Veterans Affairs Canada is missing the boat in its efforts to clear up a huge case backlog, says Veterans Ombudsperson Nishika Jardine, who told the Veterans Consultation Assembly that the department must prioritize files by need, not their place in line.
Serving veterans, she said, have access to “probably the best health-care system in this country.” But many are left high and dry once they leave the Forces.
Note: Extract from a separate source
PR #255, opened 2022-05-18
UCA 15 test data files

markusicu:


Ken-Whistler (approved):
Changes to CollationTest.html look correct. Cannot evaluate the tools code changes. For the output files, I'll check against my implementation after deployment.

“The day you walk out the door with your little baggie of three-months’ worth of whatever medications you are on and no family doctor, you don’t have access to health care,” Jardine told the group at a meeting hosted by The Royal Canadian Legion. She was one of three presenters at the April 23 session, which was attended by representatives from 17 additional Canadian veterans’ organizations.
“If you’re lucky and you do have a family doctor, you may get your medications renewed. You may be able to apply for the public service health-care plan, the pensioners’ dental-service plan. But that’s only if you’re in receipt of a pension.
“What about all the veterans who release from the CAF and don’t have those things—they don’t have a pension, a health-care plan or access to a doctor? Those are the people I’m concerned about.”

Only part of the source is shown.